In response to the preponderance of minor cases, the New York courts (with an assist from the Center for Court Innovation) created Bronx Community Solutions to provide criminal court judges in the Bronx with additional sentencing options for non-violent offenses such as drug possession, shoplifting and prostitution.  This includes community restitution projects as well as social service classes, job training and individual counseling.

One challenge that has long plagued alternative-to-incarceration programs is the Field of Dreams question: if you build it, will they come?  Will judges actually avail themselves of alternatives?

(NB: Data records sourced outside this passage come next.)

Issue #835, opened 2022-02-22
jsdom loading issue if threads false


bkuster:
### Describe the bug

# Issue
When starting vitest with `threads: false` tests fail with: `Cannot read properties of undefined (reading 'child')` The same test run while using `threads: true`.

# Possible Causes
The test uses the @vue/test-utils package for component testing. These _must_ be loaded after jsdom is loaded and the DOM is provided. (see [this issue](https://github.com/vuejs/vue-test-utils/issues/1192)).

# Failed workarounds
I tried loading jsdom via jsdom-global myself in a global setup hook, so far to no avail.

### Reproduction

# vite.config.js
```js
import { defineConfig } from 'vite';
import { createVuePlugin } from 'vite-plugin-vue2';

const configMain = defineConfig({
  plugins: [
    createVuePlugin(),
  ],
  test: {
    threads: false,
    environment: 'jsdom',
  },
});

export default configMain;
```

# Component.spec.js
```js
import { describe, expect, it } from 'vitest';
import { mount, createLocalVue } from '@vue/test-utils';
import Component from './Component.vue';

describe('Compontent', () => {
  const localVue = createLocalVue();

  it('mounts', () => {
    const wrapper = mount(Component, { localVue });
    expect(wrapper).toMatchSnapshot();
  });
});
```
# Component.vue
```vue
<template>
  <div>
    Foo Bar
  </div>
</template>

<script>
  export default {
    name: 'FooBar',
  };
</script>
```
### setup
```bash
npm i vitest vite vue@^2.6.0 @vue/test-utils@1 jsdom
```

### System Info

```shell
System:
    OS: Linux 5.4 Ubuntu 20.04.3 LTS (Focal Fossa)
    CPU: (6) x64 Intel(R) Core(TM) i7-8700 CPU @ 3.20GHz
    Memory: 643.27 MB / 31.36 GB
    Container: Yes
    Shell: 5.0.17 - /bin/bash
  Binaries:
    Node: 16.13.0 - ~/.nvm/versions/node/v16.13.0/bin/node
    npm: 8.1.0 - ~/.nvm/versions/node/v16.13.0/bin/npm
  Browsers:
    Chromium: 98.0.4758.102
    Firefox: 97.0
  npmPackages:
    vite: ^2.8.4 => 2.8.4 
    vitest: ^0.5.3 => 0.5.3
```

### Used Package Manager

npm

### Validations

[...]

PR #1060, opened 2022-03-31
chore: repro --no-threads issues

cexbrayat:
Adds an additional step to the CI job to reproduce the --no-threads issues


antfu:
Can you share more context about this? Not all tests are capable of running in the same thread.

cexbrayat:
There are currently several issues when running tests with `--no-threads`:

- jsdom issues: it turns out that the teardown function of the jdsom env is never called in threaded mode. When threads are disabled, then the teardown function is called, and tests break
- some mocks and spies tests are failing as well, maybe for a similar reason (`pnpm test -- --no-threads`)

cexbrayat:
@antfu Just saw your comment. There is at least one issue with jsdom (and happy-dom probably) env: their teardown function is never called when threads are enabled if I'm not mistaken. That leads to behavior difference between threaded and non-threaded mode.

cexbrayat:
Related issue #835

Issue #1066, opened 2022-04-01
link to 404 in docs and readme


frenchcdsl44:
### Describe the bug

In the readme https://github.com/vitest-dev/vitest/tree/main/examples
In the docs https://vitest.dev/guide/#examples
the example link for testing-library-jest-dom points to a 404 error page
some other links might be broken

### Reproduction

https://github.com/vitest-dev/vitest/tree/main/examples

### System Info

```shell
chrome
```

### Used Package Manager

npm

### Validations

- [X] Follow our [Code of Conduct](https://github.com/vitest-dev/vitest/blob/main/CODE_OF_CONDUCT.md)
- [X] Read the [Contributing Guidelines](https://github.com/vitest-dev/vitest/blob/main/CONTRIBUTING.md).
- [X] Read the [docs](https://vitest.dev/guide).
- [X] Check that there isn't [already an issue](https://github.com/vitest-dev/vitest/issues) that reports the same bug to avoid creating a duplicate.
- [X] Check that this is a concrete bug. For Q&A open a [GitHub Discussion](https://github.com/vitest-dev/vitest/discussions) or join our [Discord Chat Server](https://chat.vitest.dev).
- [X] The provided reproduction is a [minimal reproducible example](https://stackoverflow.com/help/minimal-reproducible-example) of the bug.

PR #1069, opened 2022-04-01
docs: update example links

dammy001:


dammy001:
closes #1066

userquin:
@dammy001 if the deployer has the old tests folders with the old examples and runs the `scripts/update-examples.ts` script, your changes will go straight to the trash

antfu:
Thanks, fixed in cadefe56

PR #1070, opened 2022-04-01
fix: inconsistency with globTestFiles and isTargetFile (fix #981, #982)

### LINKED ISSUE #981: file addition is not detected when using relative `include`
### Describe the bug

When a file is added the test reruns on watch mode.
But when `include` is relative like below, the rerun does not happen.
```ts
export default defineConfig({
  test: {
    include: ['test/**.test.ts'],
  },
});
```

### Reproduction

https://stackblitz.com/edit/vitest-dev-vitest-b4spnq?file=vite.config.ts

1. Run `npm run test`.
2. Add `foo.test.ts` to `test` directory.
3. test does not rerun.

The rerun happens if you change `include` to `['**/test/**.test.ts']`.

### System Info

```shell
stackblitz

vitest 0.7.4
```

### Used Package Manager

npm

### Validations

### LINKED ISSUE #982: `dir` option is not respected with file addition detection
### Describe the bug

When there is a config like below, `test/foo.test.ts` will not run. (This is correct.)
But if you add `test/bar.test.ts` after running `vitest`, it gets included.
```ts
export default defineConfig({
  test: {
    dir: 'src',
    include: ['**/*.test.ts'],
  },
});
```

Maybe related to #981.

### Reproduction

https://stackblitz.com/edit/vitest-dev-vitest-xrmrde?file=vite.config.ts&initialPath=__vitest__

1. Run `npm run test`.
2. See `src/bar.test.ts` is included and `test/bar.test.ts` **is not** included.
3. Add `test/foo.test.ts`.
4. Rerun will happen and `test/foo.test.ts` **is** included.

### System Info

```shell
stackblitz

vitest 0.7.4
```

### Used Package Manager

npm

### Validations

sapphi-red:
This PR fixes inconsistency with `globTestFiles` and `isTargetFile`.

fixes #981
fixes #982 

I actually tested with #981 and #982's reproduction and checked that it works.

### DIFF
--- a/packages/vitest/src/node/core.ts
+++ b/packages/vitest/src/node/core.ts
@@ -1,6 +1,6 @@
 import { existsSync, promises as fs } from 'fs'
 import type { ViteDevServer } from 'vite'
-import { toNamespacedPath } from 'pathe'
+import { toNamespacedPath, relative } from 'pathe'
 import fg from 'fast-glob'
 import mm from 'micromatch'
 import c from 'picocolors'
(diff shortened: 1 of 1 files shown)


packages/vitest/src/node/core.ts
```diff
@@ -429,12 +429,17 @@ export class Vitest {
     return testFiles
   }
 
+  private isMatchPattern(id: string, pattern: readonly string[]) {
+    const relativeId = relative(this.config.dir || this.config.root, id)
```
patak-dev, line 433: Is `this.config.dir` needed here? Isn't exclude/include/includeSource relative to the root?

```suggestion
    const relativeId = relative(this.config.root, id)
```

Also, maybe we want to directly make the path `relative` in isTargetFile, or before calling it (we are already calling slash), instead of creating a private function that is potentially called several times (and results in more complexity).

patak-dev (approved):

PR #1073, opened 2022-04-01
feat: extend `config.outputFile` to allow objects, close #1068

### LINKED ISSUE #1068: Multiple output-files / Allow extension of existing reporters

Before going to the problem I have to... Thank for this awesome lib, you're doing an insanely great job 👍🏿 

The problem:
I have the case where I need the json and junit reporter at once (one dataset goes into some documentary, the other to gitlab), when using both they merge their results into the specified `outputFile`. Since I cannot access the default reporter classes (https://github.com/vitest-dev/vitest/blob/main/packages/vitest/src/node/reporters/json.ts f.e.) to overwrite some stuff I'd need to create a custom one by merging junit & json reporters which seems kinda cubersome.

(sidenote: if the FR is not declined I'd try to contribute to this ofc, if I may :P)

### Suggested solution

The experience in the Bronx suggests that when alternative programs have been developed with the active involvement of the judiciary, they are more likely to win the support of the judges on the ground who ultimately determine whether someone is incarcerated or stays in the community.  According to the New York City Mayor’s Office, after Bronx Community Solutions began offering alternative sentences to misdemeanor defendants in the Bronx, the percentage of convicted defendants sentenced to jail fell from 23.7 percent in 2004 to 13.5 percent in 2012—a 43 percent reduction.  Keep in mind, this is not a boutique program dealing with a handful of participants; each year Bronx Community Solutions works with about 9,000 defendants.

But this battle is by no means won—plenty of work remains to reduce the number of people in Rikers Island, particularly those who are detained pre-trial.  However, Bronx Community Solutions has made one thing perfectly clear: change is possible—even in high-volume, urban justice systems.